2. Willingness to experiment and take risk

For AI-first applications, there’s a lot to figure out in the UI/UX, not just the underlying technology. How does a human oversee an AI-application? What are they looking at? How do they nudge the AI in new directions or course-correct when things go awry? It’s clear that there’s a future world where AI agents  — not humans —  perform actions in software, but it’s unclear what UI/UX will facilitate these interaction. As human oversight ascends to higher levels of abstraction, the UI/UXs we know and love today will transform.

By starting with AI at a product’s core, startups can create new user experiences that redefine our interactions with software.
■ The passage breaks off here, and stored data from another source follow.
PR #2987, opened 2020-12-08
Add API call to get all formula data

witekest:
## What does this PR change?

Add API method

`listEndpoints(User, List<Long>)`

to list all available application and Prometheus exporters endpoints for the systems whose IDs
match with the passed systems IDs.

Requires SUSE/salt-formulas#102

## GUI diff

No difference.

- [x] **DONE**

## Documentation
- No documentation needed: change only to XMLRPC API with automatically generated reference documentation.

- [x] **DONE**

## Test coverage
- Unit tests were added

- [x] **DONE**

## Links

Fixes #
Tracks https://github.com/SUSE/spacewalk/issues/12777

- [x] **DONE**

## Changelogs

- [ ] No changelog needed

## Re-run a test

### DIFF
--- a/java/code/src/com/redhat/rhn/domain/dto/EndpointInfo.java
+++ b/java/code/src/com/redhat/rhn/domain/dto/EndpointInfo.java
@@ -1,0 +1,99 @@
+/**
+ * Copyright (c) 2021 SUSE LLC
+ *
+ * This software is licensed to you under the GNU General Public License,
+ * version 2 (GPLv2). There is NO WARRANTY for this software, express or
+ * implied, including the implied warranties of MERCHANTABILITY or FITNESS
+ * FOR A PARTICULAR PURPOSE. You should have received a copy of GPLv2
+ * along with this software; if not, see
+ * http://www.gnu.org/licenses/old-licenses/gpl-2.0.txt.
+ *
+ * Red Hat trademarks are not licensed under GPLv2. No permission is
+ * granted to use or replicate Red Hat trademarks that are incorporated
+ * in this software or its documentation.
+ */
+
+package com.redhat.rhn.domain.dto;
+
+import java.util.Optional;
+
+/**
+ * Class for representing the endpoint information of applications or Prometheus exporters of a minion system
+ */
+public class EndpointInfo {
+
+    private final Long systemID;
+    private final String endpointName;
+    private final Integer port;
+    private final String path;
+    private final String module;
+    private final String exporterName;
+    private final Boolean tlsEnabled;
+
+    /**
+     * Instantiates a new endpoint information
+     * @param systemIDIn server ID
+     * @param endpointNameIn endpoint name
+     * @param exporterNameIn
+     * @param portIn
+     * @param moduleIn
+     * @param pathIn
+     * @param tlsEnabledIn
+     */
+    public EndpointInfo(Long systemIDIn,
+                        String endpointNameIn,
+                        String exporterNameIn,
+                        Integer portIn,
+                        String moduleIn,
+                        String pathIn,
+                        Boolean tlsEnabledIn) {
+        this.systemID = systemIDIn;
+        this.endpointName = endpointNameIn;
+        this.exporterName = exporterNameIn;
+        this.port = portIn;
+        this.module = moduleIn;
+        this.path = pathIn;
+        this.tlsEnabled = tlsEnabledIn;
+    }
+
+    public Long getSystemID() {
+        return systemID;
+    }
+
+    public String getEndpointName() {
+        return endpointName;
+    }
+
+    public Integer getPort() {
+        return port;
+    }
+
+    public String getPath() {
+        return path;
+    }
+
+    public String getModule() {
+        return module;
+    }
+
+    public Optional<String> getExporterName() {
+        return Optional.ofNullable(exporterName);
+    }
+
+    public Boolean isTlsEnabled() {
+        return tlsEnabled;
+    }
+
+    @Override
+    public String toString() {
+        return "EndpointInfo{" +
+                "systemID=" + systemID +
+                ", endpointName='" + endpointName + '\'' +
+                ", port=" + port +
+                ", path='" + path + '\'' +
+                ", module='" + module + '\'' +
+                ", exporterName='" + exporterName + '\'' +
+                ", tlsEnabled='" + tlsEnabled + '\'' +
+                '}';
+    }
+}
--- a/java/code/src/com/redhat/rhn/domain/formula/FormulaFactory.java
+++ b/java/code/src/com/redhat/rhn/domain/formula/FormulaFactory.java
@@ -17,6 +17,8 @@ package com.redhat.rhn.domain.formula;
 import com.redhat.rhn.GlobalInstanceHolder;
 import com.redhat.rhn.common.validator.ValidatorError;
 import com.redhat.rhn.common.validator.ValidatorException;
+import com.redhat.rhn.domain.dto.EndpointInfo;
+import com.redhat.rhn.domain.dto.FormulaData;
 import com.redhat.rhn.domain.org.Org;
 import com.redhat.rhn.domain.server.MinionServer;
 import com.redhat.rhn.domain.server.MinionServerFactory;
@@ -69,7 +71,6 @@ import java.util.Map;
 import java.util.Optional;
 import java.util.Set;
 import java.util.stream.Collectors;
-
 
 /**
  * Factory class for working with formulas.
@@ -943,9 +944,15 @@ public class FormulaFactory {
     @SuppressWarnings("unchecked")
     private static boolean hasMonitoringDataEnabled(Map<String, Object> formData) {
         Map<String, Object> exporters = (Map<String, Object>) formData.get("exporters");
-        return exporters.values().stream()
-                .map(exporter -> (Map<String, Object>) exporter)
-                .anyMatch(exporter -> (boolean) exporter.get("enabled"));
+        if (exporters != null && !exporters.isEmpty()) {
+            return exporters.values().stream()
+                    .filter(Map.class::isInstance)
+                    .map(exporter -> (Map<String, Object>) exporter)
+                    .anyMatch(exporter -> (boolean) exporter.get("enabled"));
+        }
+        else {
+            return false;
+        }
     }
 
     /**
@@ -1108,4 +1115,58 @@ public class FormulaFactory {
         return dataDir + PILLAR_DIR;
     }
 
+    /**
+     * Find endpoint information from given formula data
+     * @param formulaName name of the formula to examine
+     * @param formulaData formula data to extract information from
+     * @return list of endpoint information objects
+     */
+    public static List<EndpointInfo> getEndpointsFromFormulaData(String formulaName, FormulaData formulaData) {
+        return getExportersEndpoints(formulaData);
+    }
+
+    private static List<EndpointInfo> getExportersEndpoints(FormulaData formulaData) {
+        Map<String, Object> formulaValues = formulaData.getFormulaValues();
+        if (formulaValues.containsKey("exporters")) {
+            Boolean proxyEnabled = getValueByPath(formulaValues, "proxy_enabled")
+                    .filter(Boolean.class::isInstance)
+                    .map(Boolean.class::cast)
+                    .orElse(false);
+            Optional<Integer> proxyPort = proxyEnabled ? getValueByPath(formulaValues, "proxy_port")
+                    .filter(Number.class::isInstance)
+                    .map(Number.class::cast)
+                    .map(Number::intValue) : Optional.empty();
+            String proxyPath = proxyEnabled ? "/proxy" : null;
+            Boolean tlsEnabled = getValueByPath(formulaValues, "tls:enabled")
+                    .filter(Boolean.class::isInstance)
+                    .map(Boolean.class::cast)
+                    .orElse(false);
+
+            Map<String, Object> exportersMap = getValueByPath(formulaValues, "exporters")
+                    .filter(Map.class::isInstance)
+                    .map(Map.class::cast)
+                    .orElseGet(Collections::emptyMap);
+
+            return exportersMap.entrySet().stream()
+                    .map(exporterEntry -> new ExporterConfig(exporterEntry.getKey(),
+                            Optional.ofNullable(exporterEntry.getValue())
+                                    .filter(Map.class::isInstance)
+                                    .map(Map.class::cast)
+                                    .orElseGet(Collections::emptyMap)))
+                    .filter(ExporterConfig::isEnabled)
+                    .filter(e -> (proxyEnabled && proxyPort.isPresent()) || (!proxyEnabled && e.getPort().isPresent()))
+                    .map(exporterConfig -> new EndpointInfo(
+                            formulaData.getSystemID(),
+                            exporterConfig.getEndpointNameOrFallback(),
+                            exporterConfig.getEndpointNameOrFallback(),
+                            proxyEnabled ? proxyPort.get() : exporterConfig.getPort().get(),
+                            proxyEnabled ? exporterConfig.getProxyModuleOrFallback() : null,
+                            proxyPath,
+                            tlsEnabled))
+                    .collect(Collectors.toList());
+        }
+        else {
+            return new ArrayList<>();
+        }
+    }
 }
--- a/java/code/src/com/redhat/rhn/frontend/xmlrpc/system/monitoring/SystemMonitoringHandler.java
+++ b/java/code/src/com/redhat/rhn/frontend/xmlrpc/system/monitoring/SystemMonitoringHandler.java
@@ -1,0 +1,61 @@
+/**
+ * Copyright (c) 2021 SUSE LLC
+ *
+ * This software is licensed to you under the GNU General Public License,
+ * version 2 (GPLv2). There is NO WARRANTY for this software, express or
+ * implied, including the implied warranties of MERCHANTABILITY or FITNESS
+ * FOR A PARTICULAR PURPOSE. You should have received a copy of GPLv2
+ * along with this software; if not, see
+ * http://www.gnu.org/licenses/old-licenses/gpl-2.0.txt.
+ *
+ * Red Hat trademarks are not licensed under GPLv2. No permission is
+ * granted to use or replicate Red Hat trademarks that are incorporated
+ * in this software or its documentation.
+ */
+
+package com.redhat.rhn.frontend.xmlrpc.system.monitoring;
+
+import com.redhat.rhn.domain.dto.EndpointInfo;
+import com.redhat.rhn.domain.user.User;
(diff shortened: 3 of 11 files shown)


java/code/src/com/redhat/rhn/manager/formula/FormulaManager.java
```diff
@@ -348,6 +348,15 @@ public void enableFormula(String minionId, String formulaName) throws IOExceptio
                 .collect(Collectors.toList());
     }
 
+    public List<Map<String, FormulaData>> getCombinedFormulaDataForSystems(User user, List<Integer> systemIDs) {
```
cavalheiro, line 351: Would it make sense to pass a flag to this method to optionally get only the monitoring formulas?

java/code/src/com/redhat/rhn/manager/formula/FormulaManager.java
```diff
@@ -348,6 +348,15 @@ public void enableFormula(String minionId, String formulaName) throws IOExceptio
...
+        return systemIDs.stream()
+                .map(Integer::longValue)
+                .map(sID -> FormulaFactory.getCombinedFormulasByServerId(sID).stream()
+                .collect(Collectors.toMap(formula -> formula,
+                        formula -> getCombinedFormulaDataForSystems(user, List.of(sID), formula).get(0))))
```
cavalheiro, line 356: Is this call expected to perform well on large setups?

java/code/src/com/redhat/rhn/manager/formula/FormulaManager.java
witekest: I also don't like the fact that we dump a lot of not needed and possibly sensitive data. In the second commit I've proposed an alternative new API method to get only relevant information about endpoints.

java/code/src/com/redhat/rhn/manager/formula/FormulaManager.java
witekest: I haven't measured performance but taking into account that all the information is available locally on the disk it should not be a problem.

moio:
@witekest I see this has `WIP` in the title - do you want me to take a look at this time?

witekest:
That would be nice. The code is not production ready yet but functional.
It requires SUSE/salt-formulas#102
It examines all applied formulas for configured exporters and exposes relevant endpoints information. The code can be easily extended to provide information not only about exporters but all managed applications as requested in upstream review.

renner (changes requested):
This patch will need changes before it can be merged, I left a number of really minor comments that should become obsolete when checkstyle is fixed on the patch. See the checkstyle results for more details.

My main feedback is the following, and I am curious about @moio's opinion here: Is there really a usecase for an API call to return all application endpoints of a managed system that were configured via Formulas? From my perspective for the given usecase of service discovery, aren't we rather looking for an API call to list all (Prometheus specific) monitoring endpoints of a system, while we actually don't care if those were configured via Formulas or not?

So my suggestion would be: let's rename the new API call to `listMonitoringEndpoints()` and move it to a namespace that is not specific to Formulas, e.g. the `SystemHandler`. We could also create a `SystemMonitoringHandler` and keep the current name of the call, so it can be used as `system.monitoring.listEndpoints()`, but only returning Prometheus exporter endpoints! Most of the code in this patch could be used as it is, but the usecase would be much more specific and clear to me. We would also not return additional data about application endpoints only to filter it out afterwards, while I'm currently not even sure which applications would be included there, and which ones maybe not? Also how would you suggest to maintain this in the future when Formulas with application endpoint configuration are added, removed or changed?

I understand it like this: Uyuni is provisioning and configuring Prometheus monitoring exporters on managed systems. How this is done is an implementation detail (currently via Formulas, but that could change in theory to e.g. just a Salt state, or an Ansible playbook, whatever), but the Uyuni server centrally knows about the monitoring endpoints incl. reverse proxies as it is rolling out all of this configuration. With this patch we want to centrally provide this information to feed the Prometheus SD. If this is not the way how SD is supposed to be used, then we might alternatively want to investigate pushing the configuration to the Prometheus server, that is also a manged system that the Uyuni server is in control of. IIRC this has been the original idea anyways, and might make even more sense from a design perspective as we could automatically push the configuration on demand, e.g. right after it was changed.

witekest:
> My main feedback is the following, and I am curious about @moio's opinion here: Is there really a usecase for an API call to return all application endpoints of a managed system that were configured via Formulas? From my perspective for the given usecase of service discovery, aren't we rather looking for an API call to list all (Prometheus specific) monitoring endpoints of a system, while we actually don't care if those were configured via Formulas or not?

Feedback from Prometheus cores was, we're looking for all installed systems/applications/endpoints/formulas. That's what service discovery does. They not necessarily have to be Prometheus or monitoring specific. We indeed don't care if those were configured by formulas or not.

> So my suggestion would be: let's rename the new API call to `listMonitoringEndpoints()` and move it to a namespace that is not specific to Formulas, e.g. the `SystemHandler`. We could also create a `SystemMonitoringHandler` and keep the current name of the call, so it can be used as `system.monitoring.listEndpoints()`, but only returning Prometheus exporter endpoints! Most of the code in this patch could be used as it is, but the usecase would be much more specific and clear to me.

I'm fine with moving this call to `system` namespace. As I explained above it should not be monitoring specific.
Prometheus cores were not happy about consuming only exporters metrics. They evangelize for instrumenting all applications directly so that no additional exporters are needed.

> We would also not return additional data about application endpoints only to filter it out afterwards, while I'm currently not even sure which applications would be included there, and which ones maybe not? Also how would you suggest to maintain this in the future when Formulas with application endpoint configuration are added, removed or changed?

That's exactly opposite to what Prometheus cores have suggested: Drop not needed targets during relabeling in Prometheus configuration.
The list of applications exposing metrics directly is available [here](https://prometheus.io/docs/instrumenting/exporters/#software-exposing-prometheus-metrics). Currently that would be _Grafana_ only. But Uyuni allows adding custom formulas.
I think for the first implementation it would be enough to just list the installed formulas and return their names. Alternatively we could add some metadata to the formulas or filter on some field in FormulaData.

I could limit the new API call to returning just exporter endpoints, but then would have to use `formulas.getCombinedFormulasByServerId` for every server or, to make it more efficient, introduce another API call `formulas.getCombinedFormulas`.

> I understand it like this: Uyuni is provisioning and configuring Prometheus monitoring exporters on managed systems. How this is done is an implementation detail (currently via Formulas, but that could change in theory to e.g. just a Salt state, or an Ansible playbook, whatever), but the Uyuni server centrally knows about the monitoring endpoints incl. reverse proxies as it is rolling out all of this configuration. With this patch we want to centrally provide this information to feed the Prometheus SD. If this is not the way how SD is supposed to be used, then we might alternatively want to investigate pushing the configuration to the Prometheus server, that is also a manged system that the Uyuni server is in control of. IIRC this has been the original idea anyways, and might make even more sense from a design perspective as we could automatically push the configuration on demand, e.g. right after it was changed.

Yes, using [file-based service discovery](https://prometheus.io/docs/prometheus/latest/configuration/configuration/#file_sd_config) is another way to go. The problem which we have here is that configuration file has to be updated on Prometheus server every time some minion's configuration changes. From what I understand we cannot do it with the current Salt integration which we have and would need some extra logic.

moio:
> My main feedback is the following, and I am curious about @moio's opinion here: Is there really a usecase for an API call to return all application endpoints of a managed system that were configured via Formulas? From my perspective for the given usecase of service discovery, aren't we rather looking for an API call to list all (Prometheus specific) monitoring endpoints of a system, while we actually don't care if those were configured via Formulas or not?

I agree with that, as I mentioned earlier via email:

"From a design perspective, I think the Uyuni SD shouldn't really be aware of the existence of formulas [... I] would think about an endpoint (or a set of endpoints) that return any relevant monitoring configuration data - no matter where it comes from, and how Uyuni came to know about it."

moio:
> Feedback from Prometheus cores was, we're looking for all installed systems/applications/endpoints/formulas. That's what service discovery does. They not necessarily have to be Prometheus or monitoring specific. 

I re-read all comments in https://github.com/prometheus/prometheus/pull/8190 and I think there's a bit of a mix of three different aspects here. Let me try to clarify.

1. design of an SD is that the SD returns all possible scraping targets "in one shot" - any filtering or relabeling should happen later in Prometheus itself. Reason: they do not want filtering/relabeling logic duplicated in each SD. That is good engineering and definitely something I agree with.
2. design of Prometheus is that application instrumenting is the gold standard, and exporters are a second-class citizens when that is not possible. So Prometheus has exporters as a "fallback mechanism" when application instrumentation is not possible only! Or at least that was the original intent. I understand application instrumentation is what SoundCloud created Prometheus for, and sympathize with the design ideal as well - but as a pragmatic engineer I also observe that today exporters have also grown a lot and saw massive adoption, and they are very well used within the community. De facto, Prometheus is today a very valid system monitoring solution as well, and that's primarily the way we use it in the Uyuni context too. So I do not see our focus to system monitoring as a bad thing - the Prometheus project has simply outgrown its original scope, a very common (and positive!) phenomenon in open source and in general. I think we should respect the ideal with a bit of pragmatism, and just embrace the fact that Uyuni (and its community) might not be ready for pervasive application instrumentation yet, and we help where it helps the most
3. the APIs consumed by the SD should not be Prometheus (or monitoring) specific. This is something I could not find in the PR comments above, and also something I am convinced about.
 
The reason is that, from an Uyuni perspective, the APIs we are adding are de facto Prometheus and monitoring specific - they contain all the data that is required for the Prometheus SD and only that. And that is fine by me - monitoring and Prometheus integration specifically is what those XMLRPC methods were made for.

So from a naming perspective, I think that is not a bad thing to signal why those APIs were created. I think that, if we are explicit and specific in naming and documentation about our intents here, future unaware programmers will be happy to find hints about what we are trying to achieve and why. So I would go for a `monitoring` namespace or even `prometheus`. With an extreme example: the day we will migrate to a completely new monitoring platform it will be very clear what code needs to be dropped!

Do you see other pros/cons that I am currently not considering?

BTW, and sorry if this only comes as the last line: thanks for all the continued effort. Do not get discouraged!!!

witekest:
Alright, I'll go then with `system.monitoring.listEndpoints()` and keep the current implementation for now. Thanks for your reviews.

java/code/src/com/redhat/rhn/frontend/xmlrpc/system/monitoring/SystemMonitoringHandler.java
```diff
@@ -0,0 +1,62 @@
...
+     * @return a list containing endpoint details for all Prometheus exporters on the passed system IDs.
+     *
+     * @xmlrpc.param #session_key()
+     * @xmlrpc.param #array_single("int", "systemID")
+     * @xmlrpc.returntype
+     *   #array_begin()
+     *     $EndpointInfo
+     *   #array_end()
+     */
+    public List<EndpointInfo> listEndpoints(User loggedInUser, List<Long> systemIDs) {
```
moio, line 59: Did you try this endpoint (eg. from a Python script)?

I was under the impression that in order to return a custom type one really had to add a custom `Serializer` class (see for example `com.redhat.rhn.frontend.xmlrpc.serializer.SystemOverviewSerializer`).

If that is wrong then I'll be happy to learn that plain beans are also completely OK to return!

java/code/src/com/redhat/rhn/domain/dto/EndpointInfo.java
```diff
@@ -0,0 +1,92 @@
...
+    public String getModule() {
+        return module;
+    }
+
+    public void setModule(String moduleIn) {
+        this.module = moduleIn;
+    }
+
+    public String getExporterName() {
+        return exporterName;
```
moio, line 74: What if an endpoint is an application endpoint, ie. it does not originate from an exporter? Would the name be `null` in that case?

java/code/src/com/redhat/rhn/domain/formula/FormulaFactory.java
```diff
@@ -1107,4 +1109,75 @@ public static String getClusterPillarDir() {
...
+        List<EndpointInfo> endpointInfos = new ArrayList<>();
+        endpointInfos.addAll(getExportersEndpoints(formulaData));
+        endpointInfos.addAll(getApplicationEndpoints(formulaName, formulaData));
+        return endpointInfos;
+    }
+
+    private static List<EndpointInfo> getApplicationEndpoints(String formulaName, FormulaData formulaData) {
+        // TODO
+        return Collections.emptyList();
+    }
```
moio, line 1128: I would remove this method as of today, and add it only when we will actually support application endpoints.

java/code/src/com/redhat/rhn/domain/formula/FormulaFactory.java
```diff
@@ -1107,4 +1109,75 @@ public static String getClusterPillarDir() {
...
+                    endpointInfo.setExporterName(endpointInfo.getEndpointName());
+                    endpointInfo.setPort(proxyPort.orElse(exporterConfig.getPort()));
+                    if (proxyEnabled.isPresent() && proxyEnabled.get()) {
+                        endpointInfo.setModule(Optional.ofNullable(
+                                exporterConfigMap.getOrDefault("proxy_module", endpointInfo.getEndpointName()))
+                                .filter(String.class::isInstance).map(String.class::cast).get());
+                        endpointInfo.setPath("/proxy");
+                    }
+
+                    endpointInfos.add(endpointInfo);
```
moio, line 1176: It would be cool if this algorithm could be refactored with streams, so that `EndpointInfo` could be turned into a read-only-after-construction class.

In general, we prefer creating collections via streams rather than modifying methods such as `put`, `add` and so on. Would that be possible here?

moio (commented):
What is the plan with the previous endpoint (`listSystemGroupsForSystemsWithEntitlement`)? Should this PR remove it as well?

java/code/src/com/redhat/rhn/frontend/xmlrpc/system/monitoring/SystemMonitoringHandler.java
witekest: Good point. I've added custom serializer.

java/code/src/com/redhat/rhn/frontend/xmlrpc/system/monitoring/SystemMonitoringHandler.java
```diff
@@ -0,0 +1,60 @@
...
+
+import com.redhat.rhn.domain.dto.EndpointInfo;
+import com.redhat.rhn.domain.user.User;
+import com.redhat.rhn.frontend.xmlrpc.BaseHandler;
+import com.redhat.rhn.manager.formula.FormulaManager;
+
+import java.util.List;
+
+/**
+ * ServerMonitoringHandler
```
renner, line 25:
```suggestion
 * SystemMonitoringHandler
```
This comment does not match the actual class name.

java/code/src/com/redhat/rhn/frontend/xmlrpc/system/SystemHandler.java
```diff
@@ -7787,5 +7787,4 @@ public TaskomaticApi getTaskomaticApi() {
     private static List<String> maybeActivationKeys(String activationKey) {
         return StringUtils.isEmpty(activationKey) ? Collections.emptyList() : List.of(activationKey);
     }
-
```
renner, line 7790: This change seems unrelated to the patch and could probably be omitted (= 1 file less that is changed).

java/code/src/com/redhat/rhn/manager/formula/FormulaManager.java
```diff
@@ -381,6 +408,32 @@ private FormulaData getCombinedFormulaDataForSystem(MinionIds minionID,
...
+                .flatMap(name -> FormulaFactory.getGroupFormulaValuesByNameAndGroupId(name,
+                        cluster.getGroup().getId()));
+    }
+
+    /**
+     * Gets all endpoints details for given systems
+     * @param systemIDs list of system IDs
+     * @return list of endpoint information objects
+     */
+    public List<EndpointInfo> listEndpoints(List<Long> systemIDs) {
```
renner, line 420: At least for this method it would be great to implement some unit tests.

java/code/src/com/redhat/rhn/domain/dto/EndpointInfo.java
```diff
@@ -0,0 +1,96 @@
+/**
+ *
```
renner, line 2:
```suggestion
 * Copyright (c) 2021 SUSE LLC
 *
```
The copyright header is missing for all new classes in this patch, wouldn't checkstyle usually remind us about that?

java/code/src/com/redhat/rhn/domain/formula/FormulaFactory.java
```diff
@@ -1108,4 +1109,54 @@ public static String getClusterPillarDir() {
...
+                    .orElse(false);
+
+            Map<String, Object> exportersMap = getValueByPath(formulaValues, "exporters")
+                    .filter(Map.class::isInstance)
+                    .map(Map.class::cast).get();
+
+            return exportersMap.entrySet().stream()
+                    .map(exporterEntry -> new ExporterConfig(exporterEntry.getKey(),
+                            Optional.ofNullable(exporterEntry.getValue())
+                                    .filter(Map.class::isInstance).map(Map.class::cast).get()))
```
renner, line 1146: Not sure how big is the risk here, but could calling `get()` result in a NPE here (or on the previous assignment)?

java/code/src/com/redhat/rhn/domain/dto/EndpointInfo.java
renner: I understand that we would only return monitoring endpoints in the meantime.

renner (approved):
Good work! I like the general direction, but left some comments to be considered before merging. Also a changelog entry seems to be missing so far and obviously some unit test would be great, at least for those parts of the code that contain the actual logic.

moio (commented):
Hey @witekest, thanks for this contribution!

I added some nitpicks here and there, and other than that the only biggish request from my end would be to add a jUnit test (as @renner has also suggested).

Good job!

java/code/src/com/redhat/rhn/frontend/xmlrpc/system/SystemHandler.java
witekest: Reset to the original version.

java/code/src/com/redhat/rhn/domain/dto/EndpointInfo.java
mcalmer: Please add the copyright line everywhere. without it we cannot let this pass. When the checkstyle failed, we need to check why. But it is not an option to remove it.

witekest: Done

mbologna (approved):

rjmateus (approved):

juliogonzalez:
As discussed at the chat, this arrives too late for Uyuni 2021.08. It will be merged after the release and will be part of the next Uyuni release.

For example, the Cognition team’s AI-software engineer Devin provides one lens into this future. Startups have the freedom to take bold risks, pivot quickly, and relentlessly iterate, embracing the fact that, while most product experiments will fail, the few that succeed could revolutionize their industry.

3. Focus and depth

Users have a low tolerance for inaccuracies and expect AI-first products to “just work” with minimal effort. When building AI-first products, focus is particularly important as it allows start ups to build trust with users by delivering a core product that solves an specific problem exceptionally well before expanding to adjacent use cases.

AI-first products often appear simple on the surface, driven by a handful of deep, AI-centric features. However, beneath the surface lies a complex system of agents with different skills, powered by different models, working together. The real magic happens when an AI-first application masters a single use case and then captures adjacent workflows. As the AI-first application continues to learn and improve based on user interactions and feedback, this self-reinforcing system becomes a powerful moat.

You might be thinking — how are these factors different from the recipe of pre-LLM startups? The truth is that the fundamentals haven’t changed — but AI amplifies these principles and takes them to the next level. The recipe remains the same: build a kickass product that solves a burning user problem and find a cost-effective way to get it into the hands of users — but there’s a new superpower available for building products and a new fog of war to navigate.

But let’s be real — in a world where technology is moving at breakneck speed, everything we’ve just discussed could be irrelevant tomorrow. #AGI

1. This photo of my dad will never get old. He worked at Xerox PARC in his 20s and helped build a number of key technologies for the PC era.

2. Spark Capital led the Series C of Anthropic.

3. I suspect that these advancements in the underlying models across text, video, image, robotics, and will happen much more rapidly than we expect.